PR #1537, opened 2026-07-28
Fix/missing space from beginning of verse

### LINKED ISSUE #1514: Missing space from beginning of verse sentence when verse numbers are disabled.
When the verse numbers are disabled, the beginning of the verse is always mashed up against the punctuation of the previous verse with a space to separate them like you would expect. 

The two images below illustrate this. In the first image the blue circles are examples of verses with the verse number on. The second image the red circles are those same verses but with the numbers disabled; notice that they are up against the end of the previous verse and are missing a space.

-=-=-=-=-

*Exercise prompt*. Keeping every line exactly as it is, copy all the records.

*Reply to the exercise*.
PR #1537, opened 2026-07-28
Fix/missing space from beginning of verse

### LINKED ISSUE #1514: Missing space from beginning of verse sentence when verse numbers are disabled.
When the verse numbers are disabled, the beginning of the verse is always mashed up against the punctuation of the previous verse with a space to separate them like you would expect. 

The two images below illustrate this. In the first image the blue circles are examples of verses with the verse number on. The second image the red circles are those same verses but with the numbers disabled; notice that they are up against the end of the previous verse and are missing a space.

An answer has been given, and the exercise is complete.